Improving quality of Image to Video generation CogVideoX1.5-5B #568

Open AvisP opened 2 days ago

AvisP commented 2 days ago

I was wondering if there is any special way to improve the quality of video generated form static images. I followed the suggestion provided on the example to prompt with LLMs. For the static image shown below I provided it with a text prompt that I got from chatgpt "A dense canopy of vibrant green leaves gently sways in the breeze, their edges fluttering and rustling softly. The wind moves through the branches, causing the leaves to tremble and shimmer with a life of their own. As the wind picks up, the rustling grows louder, filling the air with a natural melody. The sunlight filters through the leaves, casting playful shadows on the ground below, while the occasional gust of wind causes a few leaves to break free, twirling and spiraling before landing softly."

Tree

The resulting video I got with inference_step at 20, guidance_scale at 6, num_inference_steps at 49 is the following

https://github.com/user-attachments/assets/c11d12bf-339d-4f53-88ac-93fb0d4f136e

Can you provide some suggestion as to how to improve the quality of the video. I can upscale the video and improve the resolution but to improve the dynamics of the image is what I am interested in. Thanks!

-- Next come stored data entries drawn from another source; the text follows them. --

PR #366, opened 2021-09-03
Make embedEqual more efficient.

Dragonizedpizza:
## Changes

The old embedEqual function seemed large and inefficient, so I made it slightly smaller.

image

## Status

### DIFF
--- a/src/utils.js
+++ b/src/utils.js
@@ -1,4 +1,5 @@
-const Discord = require('discord.js');
+const Discord = require('discord.js'),
+    { serialize } = require('v8'); 
 
 const validateEmbedColor = (embedColor) => {
     try {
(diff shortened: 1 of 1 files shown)


Nico105:
image
The things is just that the embed from the message and the constructed embed are slightly different by default already.
So serialization wouldn't work.
Anyway, I don't think the current way is really inefficient. since it's just if statements and nothing spectacular.

Dragonizedpizza:
@Nico105 maybe I can remove all fields with undefined in them

Androz2091:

zRzRzRzRzRzRzR commented 2 days ago

Please read the readme carefully. I'm not sure if you changed your frame count to 81, and I noticed that you only used 20 steps instead of the official 50 steps, which has a significant impact on the results. A resolution of 720 * 480 is acceptable.

zRzRzRzRzRzRzR commented 2 days ago

720 480 is suitable for CogVideoX1.5-5B-I2V, if it is T2V, it should be 1260 768.

AvisP commented 1 day ago

Thanks for your comments. so I kept the height as 480 and width as 720 and this is what I got

Guidance scale : 6.0 and Inference step : 50

https://github.com/user-attachments/assets/6c657695-9a6b-461d-9336-248daa48ef93

Guidance scale : 6.0 and Inference step : 20

https://github.com/user-attachments/assets/a9d115e5-34eb-4468-964c-ad472a15eaab

It seems to be kind of doing what is described in the prompt and changes the camera angle and zooms in. but don't see noticeable improvement with number of inference steps. But if I am missing out on something please let me know. Following is the code for reference

pipe = CogVideoXImageToVideoPipeline.from_pretrained(MODEL_PATH, torch_dtype=torch.bfloat16)
pipe.scheduler = CogVideoXDPMScheduler.from_config(pipe.scheduler.config, timestep_spacing="trailing")

se_dynamic_cfg_flag = True
pipe.enable_sequential_cpu_offload()
pipe.vae.enable_slicing()
pipe.vae.enable_tiling()

video_generate = pipe(
    height=480,
    width=720,
    prompt=prompt,
    image=image,
    num_videos_per_prompt=1,  # Number of videos to generate per prompt
    num_inference_steps=50,  # Number of inference steps
    num_frames=81,  # Number of frames to generate
    use_dynamic_cfg=use_dynamic_cfg_flag,  # This id used for DPM scheduler, for DDIM scheduler, it should be False
    guidance_scale=6.0,
    generator=torch.Generator().manual_seed(42),  # Set the seed for reproducibility
).frames[0]

output_file_path =  Path.joinpath(output_path, 'output.mp4')
export_to_video(video_generate, output_file_path, fps=8)
zRzRzRzRzRzRzR commented 1 day ago

Change the frame rate from fps=8 to fps=16 in the export_to_video function

Nevertheless, in this scenario and with this prompt word, the effect is indeed not arbitrary, and this issue is recorded as a bad case. Will this problem occur with any replacement of the prompt word?